How do the lines below between the ones holding "server for both sides" and "Thank you, I", inclusive, read? Give them again exactly, with no other lines.
**** Dataset extract ****
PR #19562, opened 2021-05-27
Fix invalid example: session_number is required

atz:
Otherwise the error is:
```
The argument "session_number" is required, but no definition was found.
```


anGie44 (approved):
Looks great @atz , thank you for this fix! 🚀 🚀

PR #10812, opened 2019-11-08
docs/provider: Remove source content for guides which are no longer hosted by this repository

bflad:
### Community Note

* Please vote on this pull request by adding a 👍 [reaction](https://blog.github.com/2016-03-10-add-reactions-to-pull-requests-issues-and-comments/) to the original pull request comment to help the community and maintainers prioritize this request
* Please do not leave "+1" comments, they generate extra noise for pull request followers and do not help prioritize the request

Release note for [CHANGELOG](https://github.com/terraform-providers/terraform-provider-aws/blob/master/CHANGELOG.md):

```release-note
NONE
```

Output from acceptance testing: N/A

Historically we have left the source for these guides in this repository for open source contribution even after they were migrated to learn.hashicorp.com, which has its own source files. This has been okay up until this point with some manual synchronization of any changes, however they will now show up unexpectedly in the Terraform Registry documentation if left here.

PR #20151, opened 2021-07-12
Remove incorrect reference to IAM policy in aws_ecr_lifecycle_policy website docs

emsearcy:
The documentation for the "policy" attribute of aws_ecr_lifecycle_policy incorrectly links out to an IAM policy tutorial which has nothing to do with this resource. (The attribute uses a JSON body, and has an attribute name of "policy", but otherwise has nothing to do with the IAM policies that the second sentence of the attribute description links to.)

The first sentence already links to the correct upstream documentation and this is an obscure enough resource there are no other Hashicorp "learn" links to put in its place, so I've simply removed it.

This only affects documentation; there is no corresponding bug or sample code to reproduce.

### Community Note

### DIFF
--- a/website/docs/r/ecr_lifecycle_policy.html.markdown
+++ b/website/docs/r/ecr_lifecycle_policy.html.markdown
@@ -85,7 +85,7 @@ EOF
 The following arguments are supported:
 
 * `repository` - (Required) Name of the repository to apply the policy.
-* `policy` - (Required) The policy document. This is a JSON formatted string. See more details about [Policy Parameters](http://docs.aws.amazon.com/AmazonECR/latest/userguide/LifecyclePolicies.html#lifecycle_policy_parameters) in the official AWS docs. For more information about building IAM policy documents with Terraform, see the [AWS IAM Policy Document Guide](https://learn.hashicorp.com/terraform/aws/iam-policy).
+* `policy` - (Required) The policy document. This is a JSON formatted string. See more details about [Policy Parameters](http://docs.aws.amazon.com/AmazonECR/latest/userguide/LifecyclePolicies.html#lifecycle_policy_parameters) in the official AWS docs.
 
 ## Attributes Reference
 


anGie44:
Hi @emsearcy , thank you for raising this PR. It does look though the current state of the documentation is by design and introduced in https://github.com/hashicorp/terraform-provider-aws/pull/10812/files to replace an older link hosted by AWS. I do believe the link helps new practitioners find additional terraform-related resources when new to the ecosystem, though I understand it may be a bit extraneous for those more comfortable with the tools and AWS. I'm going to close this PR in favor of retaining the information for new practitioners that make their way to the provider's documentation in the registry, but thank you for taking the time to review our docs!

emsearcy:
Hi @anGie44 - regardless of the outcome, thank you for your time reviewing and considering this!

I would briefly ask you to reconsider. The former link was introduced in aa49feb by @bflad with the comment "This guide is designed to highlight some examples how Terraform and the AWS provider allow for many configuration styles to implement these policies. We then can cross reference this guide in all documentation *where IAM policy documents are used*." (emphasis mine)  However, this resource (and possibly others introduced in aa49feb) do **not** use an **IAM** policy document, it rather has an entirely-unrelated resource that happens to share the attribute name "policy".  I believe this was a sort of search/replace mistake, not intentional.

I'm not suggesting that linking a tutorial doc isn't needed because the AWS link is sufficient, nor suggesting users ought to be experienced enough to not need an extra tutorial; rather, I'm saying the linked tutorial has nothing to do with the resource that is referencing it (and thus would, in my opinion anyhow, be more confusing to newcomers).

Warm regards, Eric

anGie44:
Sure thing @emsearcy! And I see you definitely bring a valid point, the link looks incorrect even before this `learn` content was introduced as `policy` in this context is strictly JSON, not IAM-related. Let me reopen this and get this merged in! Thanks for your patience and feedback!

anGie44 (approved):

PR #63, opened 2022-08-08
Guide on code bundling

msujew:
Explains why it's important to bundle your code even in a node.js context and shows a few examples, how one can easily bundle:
****
**** Dataset extract ****
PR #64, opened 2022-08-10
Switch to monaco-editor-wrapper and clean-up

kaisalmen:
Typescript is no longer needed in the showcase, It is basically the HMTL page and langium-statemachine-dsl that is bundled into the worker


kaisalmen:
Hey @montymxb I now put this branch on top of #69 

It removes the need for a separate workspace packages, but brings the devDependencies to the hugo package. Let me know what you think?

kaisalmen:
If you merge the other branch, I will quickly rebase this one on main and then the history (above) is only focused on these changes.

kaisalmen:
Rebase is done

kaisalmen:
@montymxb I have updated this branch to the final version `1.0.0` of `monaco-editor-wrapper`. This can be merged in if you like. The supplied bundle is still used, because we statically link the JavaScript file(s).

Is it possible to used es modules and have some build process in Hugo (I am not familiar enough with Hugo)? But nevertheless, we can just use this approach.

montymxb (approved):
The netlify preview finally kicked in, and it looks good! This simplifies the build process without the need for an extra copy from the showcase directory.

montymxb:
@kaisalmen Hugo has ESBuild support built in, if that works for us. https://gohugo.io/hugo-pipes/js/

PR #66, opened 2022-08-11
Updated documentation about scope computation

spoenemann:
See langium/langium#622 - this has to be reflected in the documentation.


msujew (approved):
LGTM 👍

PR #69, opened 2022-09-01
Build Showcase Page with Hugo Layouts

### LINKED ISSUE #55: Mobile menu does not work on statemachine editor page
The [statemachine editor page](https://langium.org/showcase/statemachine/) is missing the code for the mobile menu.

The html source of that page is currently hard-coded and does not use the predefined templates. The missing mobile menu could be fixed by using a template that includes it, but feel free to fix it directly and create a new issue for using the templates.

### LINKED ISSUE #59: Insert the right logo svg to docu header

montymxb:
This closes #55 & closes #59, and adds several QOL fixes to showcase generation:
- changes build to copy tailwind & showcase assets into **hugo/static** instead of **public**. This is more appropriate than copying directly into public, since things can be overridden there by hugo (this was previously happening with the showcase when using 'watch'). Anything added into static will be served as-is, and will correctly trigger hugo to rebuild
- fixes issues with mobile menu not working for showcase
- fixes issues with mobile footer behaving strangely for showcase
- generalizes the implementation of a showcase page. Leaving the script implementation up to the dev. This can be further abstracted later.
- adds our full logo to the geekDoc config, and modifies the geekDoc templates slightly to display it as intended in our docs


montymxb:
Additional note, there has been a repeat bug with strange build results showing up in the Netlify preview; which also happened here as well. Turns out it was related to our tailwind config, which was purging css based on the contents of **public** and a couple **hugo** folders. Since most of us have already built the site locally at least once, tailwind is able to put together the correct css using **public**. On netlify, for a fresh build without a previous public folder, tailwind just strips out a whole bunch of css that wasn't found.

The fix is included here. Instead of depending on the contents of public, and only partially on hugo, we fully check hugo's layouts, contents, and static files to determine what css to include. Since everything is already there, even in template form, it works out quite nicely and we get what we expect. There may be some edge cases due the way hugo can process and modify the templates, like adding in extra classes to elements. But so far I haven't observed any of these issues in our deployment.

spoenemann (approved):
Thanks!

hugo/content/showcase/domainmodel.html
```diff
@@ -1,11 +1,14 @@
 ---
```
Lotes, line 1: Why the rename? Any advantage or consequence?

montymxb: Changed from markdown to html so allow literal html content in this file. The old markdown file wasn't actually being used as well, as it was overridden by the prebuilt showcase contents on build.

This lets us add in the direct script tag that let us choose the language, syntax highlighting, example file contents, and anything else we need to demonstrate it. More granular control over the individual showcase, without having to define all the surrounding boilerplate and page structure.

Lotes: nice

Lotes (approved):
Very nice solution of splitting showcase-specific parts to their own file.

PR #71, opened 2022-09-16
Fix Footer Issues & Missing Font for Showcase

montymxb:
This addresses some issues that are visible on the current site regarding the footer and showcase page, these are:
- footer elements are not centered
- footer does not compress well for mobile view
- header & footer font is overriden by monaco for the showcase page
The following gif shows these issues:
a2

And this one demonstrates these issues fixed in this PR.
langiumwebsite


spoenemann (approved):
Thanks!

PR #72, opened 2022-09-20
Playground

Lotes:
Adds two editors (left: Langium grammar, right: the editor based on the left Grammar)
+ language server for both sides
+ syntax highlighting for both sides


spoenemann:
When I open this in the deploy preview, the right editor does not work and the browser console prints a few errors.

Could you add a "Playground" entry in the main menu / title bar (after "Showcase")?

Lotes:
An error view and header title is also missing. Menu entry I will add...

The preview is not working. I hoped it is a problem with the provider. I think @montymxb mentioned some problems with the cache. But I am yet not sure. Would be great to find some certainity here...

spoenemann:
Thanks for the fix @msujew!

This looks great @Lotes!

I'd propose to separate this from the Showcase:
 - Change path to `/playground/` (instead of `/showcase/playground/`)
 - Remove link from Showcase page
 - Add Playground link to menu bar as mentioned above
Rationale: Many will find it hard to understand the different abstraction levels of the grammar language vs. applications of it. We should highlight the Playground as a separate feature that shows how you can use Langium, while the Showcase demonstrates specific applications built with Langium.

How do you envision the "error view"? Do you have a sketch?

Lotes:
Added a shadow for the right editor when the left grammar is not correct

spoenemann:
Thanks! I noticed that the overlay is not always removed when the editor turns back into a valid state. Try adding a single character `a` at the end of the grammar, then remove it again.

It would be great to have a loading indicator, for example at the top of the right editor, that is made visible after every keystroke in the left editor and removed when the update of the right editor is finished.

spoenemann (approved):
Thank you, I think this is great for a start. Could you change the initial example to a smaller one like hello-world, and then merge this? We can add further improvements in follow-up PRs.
****
→ Answer box:
+ language server for both sides
+ syntax highlighting for both sides


spoenemann:
When I open this in the deploy preview, the right editor does not work and the browser console prints a few errors.

Could you add a "Playground" entry in the main menu / title bar (after "Showcase")?

Lotes:
An error view and header title is also missing. Menu entry I will add...

The preview is not working. I hoped it is a problem with the provider. I think @montymxb mentioned some problems with the cache. But I am yet not sure. Would be great to find some certainity here...

spoenemann:
Thanks for the fix @msujew!

This looks great @Lotes!

I'd propose to separate this from the Showcase:
 - Change path to `/playground/` (instead of `/showcase/playground/`)
 - Remove link from Showcase page
 - Add Playground link to menu bar as mentioned above
Rationale: Many will find it hard to understand the different abstraction levels of the grammar language vs. applications of it. We should highlight the Playground as a separate feature that shows how you can use Langium, while the Showcase demonstrates specific applications built with Langium.

How do you envision the "error view"? Do you have a sketch?

Lotes:
Added a shadow for the right editor when the left grammar is not correct

spoenemann:
Thanks! I noticed that the overlay is not always removed when the editor turns back into a valid state. Try adding a single character `a` at the end of the grammar, then remove it again.

It would be great to have a loading indicator, for example at the top of the right editor, that is made visible after every keystroke in the left editor and removed when the update of the right editor is finished.

spoenemann (approved):
Thank you, I think this is great for a start. Could you change the initial example to a smaller one like hello-world, and then merge this? We can add further improvements in follow-up PRs.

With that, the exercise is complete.